Evaluating Visual Accuracy in AI-Generated Images of Malaysian-themed Icons
by Azahar Harun, Mohd Zaki Mohd Fadil, Tengku Shahril Norzaimi Tengku Hariffadzillah
Published: January 28, 2026 • DOI: 10.47772/IJRISS.2026.10100164
Abstract
Generative AI models are becoming widely accessible, enabling users across diverse backgrounds to create unprecedented artwork. However, this accessibility raises questions regarding the accuracy with which these models portray real-world subjects. Therefore, this paper examines three prominent generative AI models—Midjourney, DALL-E, and Stable Diffusion—to evaluate their efficacy in generating images of specific Malaysian-themed icons. Utilizing simple text prompts, the research phase was rigorously recorded and evaluated by an expert panel based on the Visual Appeal Rating Scale (VARS), encompassing eight criteria: Reliability, Consistency, Credibility, Professionalism, Aesthetics, Artistry, Harmony, and Balance. The results of the study indicate notable differences in model performance depending upon subject complexity. Midjourney emerged as the preeminent leader (Overall Mean: 3.25), exhibiting remarkable skill in culinary portrayal, attaining "Near Perfect" expert agreement on the aesthetics of the Nasi Lemak images. Stable Diffusion achieved a close second place (Overall Mean: 3.23), demonstrating proficiency in managing intricate structural geometry (Landmarks) and portraiture; yet, its elevated scores frequently coincided with "Slight" agreement, signifying considerable subjectivity in its technical performance. DALL-E was positioned third as a generalist model, yielding balanced albeit frequently contentious outcomes among specialists. A significant "Cultural Accuracy Gap" was identified across all models, wherein the representation of particular cultural icons (Politician) and intricate architecture (Landmark) was considerably more difficult than that of broad subjects (Food).

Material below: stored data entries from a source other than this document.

PR #1870, opened 2019-05-21
minor: data/history slight cleanup/imrovement

hroff-1902:
* Error description added into log message in except.
* <s>Renamed make_testdata_path() --> make_datadir_path(). Because it's not testdata dir.</s> 
* Common code transferred to new pair_data_filename() function to avoid code duplication.
* Tests adjusted.

### DIFF
--- a/freqtrade/data/history.py
+++ b/freqtrade/data/history.py
@@ -138,13 +138,13 @@ def load_data(datadir: Optional[Path],
     return result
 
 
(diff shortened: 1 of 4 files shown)


hroff-1902:
Renaming make_testdata_path() --> make_datadir_path() reverted, was wrong. This function returns testdata dir if datadir is None. Used only in tests. Maybe this should be removed completely from data/history.py and/or moved to corresponding tests (test_history and test_btanalisys).

PR #1873, opened 2019-05-23
Add some tests

xmatthias:
## Summary
Adding some missing tests for edge (and arguments.py) i noticed while reviewing #1871 (not related to that really ... but i saw them then).

### DIFF
--- a/freqtrade/tests/test_arguments.py
+++ b/freqtrade/tests/test_arguments.py
@@ -185,3 +185,12 @@ def test_testdata_dl_options() -> None:
     assert args.export == 'export/folder'
     assert args.days == 30
     assert args.exchange == 'binance'
+
+
+def test_check_int_positive() -> None:
+    assert Arguments.check_int_positive(2) == 2
+    assert Arguments.check_int_positive(6) == 6
+    with pytest.raises(argparse.ArgumentTypeError):
+        Arguments.check_int_positive(-6)
+
+    assert Arguments.check_int_positive(2.5) == 2
--- a/freqtrade/tests/test_arguments.py
+++ b/freqtrade/tests/test_arguments.py
@@ -187,13 +187,17 @@ def test_testdata_dl_options() -> None:
 
 
 def test_check_int_positive() -> None:
-    assert Arguments.check_int_positive(2) == 2
-    assert Arguments.check_int_positive(6) == 6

DALL-E demonstrated significant inability in depicting the Malaysian politician, due to ethical concern. The study indicates that the existing generative AI models are specialized rather than universal; achieving high visual fidelity necessitates the deliberate selection of the model most appropriate for the specific aesthetic or structural requirements of the assignment.